I have some very large (> 500MB) JSON files that I need to map to a new format and upload to a new DB.
The old format:
{
id: '001',
timestamp: 2016-06-02T14:10:53Z,
contentLength: 123456,
filepath: 'original/...',
size: 'original'
},
{
id: '001',
timestamp: 2016-06-02T14:10:53Z,
contentLength: 24565,
filepath: 'medium/...',
size: 'medium'
},
{
id: '001',
timestamp: 2016-06-02T14:10:53Z,
contentLength: 5464,
filepath: 'small/...',
size: 'small'
}
The new format:
{
Id: '001',
Timestamp: 2016-06-02T14:10:53Z,
OriginalSize: {
ContentLength: 123456,
FilePath: 'original/...'
},
MediumSize: {
ContentLength: 24565,
FilePath: 'medium/...'
},
SmallSize: {
ContentLength: 5464,
FilePath: 'small/...'
}
}
I was achieving this with small datasets like this, processing the 'original' size first:
let out = data.filter(o => o.size === 'original).map(o => {
return {
Id: o.id,
Timestamp: o.timestamp,
OriginalSize: {
ContentLength: o.contentLength,
FilePath: o.filepath
}
};
});
data.filter(o => o.size !== 'original').forEach(o => {
let orig = out.find(function (og) {
return og.Timestamp === o.timestamp;
});
orig[o.size + 'Size'] = {
ContentLength: o.contentLength,
FilePath: o.filepath
};
)
// out now contains the correctly-formatted objects
The problem comes with the very large datasets, where I can't load the hundreds of megabytes of JSON into memory all at once.
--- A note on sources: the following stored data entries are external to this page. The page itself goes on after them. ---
PR #2723, opened 2026-08-23
Bug 2059948 - Do not offer recovery codes to Duo users

loganrosen:
Commit 9e23f770d landed the production fix that prevents Duo users from generating BMO recovery codes. This follow-up fills the remaining gaps:

- Update the two-factor authentication guide, which still said Duo users were offered the recovery-code generator.
- Add Selenium coverage confirming the recovery-code control is absent for Duo users.
- Verify a forged recovery request is rejected even if it spoofs TOTP as the submitted provider.

Test:
- `qa/t/2_test_login_duo.t` (35 tests)

https://bugzilla.mozilla.org/show_bug.cgi?id=2059948

### DIFF
--- a/qa/t/2_test_login_duo.t
+++ b/qa/t/2_test_login_duo.t
@@ -32,7 +32,8 @@ $sel->title_is('User Preferences');
 $sel->click_ok('mfa-select-duo');
 $sel->type_ok('mfa-duo-user', $config->{admin_user_login});
 $sel->type_ok('mfa-password', $config->{admin_user_passwd});
-$sel->click_ok('update');
+$sel->driver->find_element('//form[@name="userprefsform"]')->submit;
+$sel->wait_for_page_to_load(WAIT_TIME);
 $sel->click_ok('//a[contains(text(),"Redirect Back")]',
   'Click Duo Security verification');
 $sel->title_is('User Preferences');
@@ -40,10 +41,54 @@ $sel->is_text_present_ok(
   'The changes to your two-factor authentication have been saved',
   'Duo successfully enabled');
 
+ok(
+  !$sel->is_element_present('mfa-recovery'),
+  'Recovery code generation is not offered for Duo'
+);
+
+# A forged recovery request must fail before opening the Duo prompt.
+$sel->driver->execute_script(
+  q{document.getElementById('mfa-auth-container').style.display = 'block';}
+);
+$sel->type_ok('mfa-password', $config->{admin_user_passwd});
+$sel->driver->execute_script(q{
+  const source = document.forms.userprefsform;
+  const form = document.createElement('form');
+  form.method = 'post';
+  form.action = source.action;
+
+  [
+    ['tab', 'mfa'],
+    ['token', source.elements.token.value],
+    ['dosave', '1'],
+    ['mfa_action', 'recovery'],
+    ['mfa', 'TOTP'],
+    ['password', source.elements.password.value],
+  ].forEach(([name, value]) => {
+    const input = document.createElement('input');
+    input.type = 'hidden';
+    input.name = name;
+    input.value = value;
+    form.appendChild(input);
+  });
+
+  document.body.appendChild(form);
+  form.submit();
+});
+sleep(2);
+$sel->wait_for_page_to_load(WAIT_TIME);
+$sel->title_is('Duo Security Error');
+$sel->is_text_present_ok(
+  'Recovery codes are not available when using Duo Security',
+  'Forged Duo recovery request rejected'
+);
+
 # Disable Duo for the admin user
+$sel->open_ok('/userprefs.cgi?tab=mfa');
 $sel->click_ok('mfa-disable');
 $sel->type_ok('mfa-password', $config->{admin_user_passwd});
-$sel->click_ok('update');
+$sel->driver->find_element('//form[@name="userprefsform"]')->submit;
+$sel->wait_for_page_to_load(WAIT_TIME);
 $sel->click_ok('//a[contains(text(),"Redirect Back")]',
   'Click Duo Security verification');
 $sel->title_is('User Preferences');
--- a/qa/t/2_test_login_duo.t
+++ b/qa/t/2_test_login_duo.t
@@ -32,8 +32,7 @@ $sel->title_is('User Preferences');
 $sel->click_ok('mfa-select-duo');
 $sel->type_ok('mfa-duo-user', $config->{admin_user_login});
 $sel->type_ok('mfa-password', $config->{admin_user_passwd});
-$sel->driver->find_element('//form[@name="userprefsform"]')->submit;
-$sel->wait_for_page_to_load(WAIT_TIME);
+$sel->click_ok('update');
 $sel->click_ok('//a[contains(text(),"Redirect Back")]',
   'Click Duo Security verification');
 $sel->title_is('User Preferences');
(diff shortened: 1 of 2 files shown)


qa/t/2_test_login_duo.t
```diff
@@ -32,18 +32,63 @@ $sel->title_is('User Preferences');
 $sel->click_ok('mfa-select-duo');
 $sel->type_ok('mfa-duo-user', $config->{admin_user_login});
 $sel->type_ok('mfa-password', $config->{admin_user_passwd});
-$sel->click_ok('update');
+$sel->driver->find_element('//form[@name="userprefsform"]')->submit;
```
dklawren: this swap from `click_ok('update')` to a raw `form.submit()` is unrelated to the recovery-code fix, and it happens again on line 90 for the disable flow

submitting the form directly skips the real Submit Changes button and any html5 validation on it, so the duo enable/disable paths lose the coverage they had. nothing in this PR touches the enroll branch of mfa.html.tmpl, so `click_ok('update')` should still work

could you revert both, or add a comment explaining what forced the change

dklawren:
https://github.com/mozilla/bmo/commit/9e23f770dd35b3023b483e7c57bfd1969b8b1112 as a Duo security fix that also had changes inside that remove recovery codes for Duo. Please take a look and if this PR is a duplicate then please close, if not see if anything was missed and update this PR to fill in the gaps. Thanks!

loganrosen:
Thanks! I compared this against 9e23f770d and rebased the PR onto current master. The production changes were duplicates, so I removed them and narrowed this PR to the two gaps left behind: correcting the stale user guide and adding Selenium coverage for the hidden Duo recovery control and a forged recovery request that spoofs TOTP. The focused Duo test passes all 35 tests.

qa/t/2_test_login_duo.t
dklawren: **Navigation race (medium).** `Bugzilla::Test::Selenium::wait_for_page_to_load` ([Selenium.pm:126](../blob/master/Bugzilla/Test/Selenium.pm#L126)) only calls `set_timeout('page load', ...)` — it never blocks. And under W3C, `Selenium::Remote::WebElement::submit` is `execute_script("return arguments[0].submit()")`, which returns as soon as navigation *starts*. The `click_ok('update')` this replaces routed to WebDriver Element Click, which waits for navigation to complete.

So line 37's `click_ok('//a[contains(text(),"Redirect Back")]')` now runs against the pre-submit DOM with only the 600ms implicit wait. On a slow Duo round trip that fails with element-not-found or a stale-element error. (Note you did add `sleep(2)` after the forged `form.submit()` on line 78, but not here.)

**Coverage loss (low).** `js/account.js` disables `#update` on load whenever `#mfa-action` exists, and only the `#mfa-select-duo` / `#mfa-disable` handlers re-enable it. Submitting the form directly skips that enable path and skips HTML5 constraint validation on `#mfa-password` / `#mfa-duo-user` — the test now passes even if either breaks.

**Nit.** `Bugzilla::Test::Selenium` already has `submit($locator)` ([Selenium.pm:436](../blob/master/Bugzilla/Test/Selenium.pm#L436)), which does the `_fix_locator` + `find_element(...)->submit()` dance. `$sel->submit('//form[@name="userprefsform"]')` would do here and on line 90.

qa/t/2_test_login_duo.t
```diff
@@ -32,18 +32,63 @@ $sel->title_is('User Preferences');
...
+$sel->wait_for_page_to_load(WAIT_TIME);
 $sel->click_ok('//a[contains(text(),"Redirect Back")]',
   'Click Duo Security verification');
 $sel->title_is('User Preferences');
 $sel->is_text_present_ok(
   'The changes to your two-factor authentication have been saved',
   'Duo successfully enabled');
 
+ok(
+  !$sel->is_element_present('mfa-recovery'),
```
dklawren, line 48: **No positive control (low).** `!is_element_present('mfa-recovery')` is satisfied by *any* page that lacks the button. If the navigation race above leaves the browser on the pre-submit page, an error page, or the Duo redirect page, this passes vacuously and the regression it guards goes unnoticed.

Asserting a control element that must be present on the Duo prefs tab — e.g. `ok($sel->is_element_present('mfa-disable'), ...)` — alongside it makes the absence meaningful.

(For what it's worth, the locator itself is fine: `_fix_locator` ([Selenium.pm:480](../blob/master/Bugzilla/Test/Selenium.pm#L480)) makes this an exact `@id`/`@name` match, so `mfa-recovery-container` / `mfa-recovery-frame` don't false-positive.)

qa/t/2_test_login_duo.t
```diff
@@ -32,18 +32,63 @@ $sel->title_is('User Preferences');
...
+    input.type = 'hidden';
+    input.name = name;
+    input.value = value;
+    form.appendChild(input);
+  });
+
+  document.body.appendChild(form);
+  form.submit();
+});
+sleep(2);
```
dklawren: **Fixed sleep is the only real wait (low).** Line 79's `wait_for_page_to_load` does not block (see the comment on line 35), and `title_is` on line 80 is a plain `get_title` with no retry. If the forged POST takes longer than 2s, the test reads the stale `User Preferences` title and fails spuriously in CI.

A short poll on the title or body text would be deterministic instead of timing-dependent.

qa/t/2_test_login_duo.t
```diff
@@ -32,18 +32,63 @@ $sel->title_is('User Preferences');
...
+  'Recovery codes are not available when using Duo Security',
+  'Forged Duo recovery request rejected'
+);
+
 # Disable Duo for the admin user
+$sel->open_ok('/userprefs.cgi?tab=mfa');
 $sel->click_ok('mfa-disable');
 $sel->type_ok('mfa-password', $config->{admin_user_passwd});
-$sel->click_ok('update');
+$sel->driver->find_element('//form[@name="userprefsform"]')->submit;
```
dklawren: Same navigation race as line 35: `->submit` returns as soon as navigation starts, line 91's `wait_for_page_to_load` is a no-op, and line 92 immediately clicks `//a[contains(text(),"Redirect Back")]`. Whatever fix you apply above applies here too.

dklawren (commented):
Automated code review. The docs change and the new Duo-recovery assertions look right — the guard they target is real and reachable (`userprefs.cgi:744-756` recomputes `$mfa` from `$user->mfa` first, so the forged `mfa=TOTP` is ignored and `duo_user_error` is thrown), and `mfa-recovery` is genuinely gone for Duo in `mfa.html.tmpl:90-97`. All findings below are about test reliability in `qa/t/2_test_login_duo.t`.

dklawren (changes requested):

qa/t/2_test_login_duo.t
loganrosen: Fixed in c5eec0760. The test now confirms `mfa-disable` is present on the Duo preferences page before asserting that `mfa-recovery` is absent.

qa/t/2_test_login_duo.t
loganrosen: Fixed in c5eec0760. I restored `click_ok('update')` for Duo enable so the test exercises the submit button and HTML5 validation, and removed the ineffective `wait_for_page_to_load` call. I did not switch to `$sel->submit(...)` because that would preserve the validation bypass.

qa/t/2_test_login_duo.t
loganrosen: Fixed in c5eec0760. The disable flow now uses `click_ok('update')` and no longer calls the ineffective page-load wait, matching the enable flow.

qa/t/2_test_login_duo.t
loganrosen: Fixed in c5eec0760. The fixed two-second sleep and ineffective page-load wait are replaced with bounded polling for the `Duo Security Error` title before the existing assertions.

dklawren (approved):
LGTM r=dkl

This seems like a great time to use streams, but of course if I read the file in chunks, running .find() on a small array to find the 'original' size won't work. If I scan through the whole file to find originals and then scan through again to add the other sizes to what I've found, I end up with the whole dataset in memory anyway.
I know of JSONStream, which would be great if I was doing a simple 1-1 remapping of my objects.
Surely I can't be the first one to run into this kind of problem. What solutions have been used in the past? How can I approach this?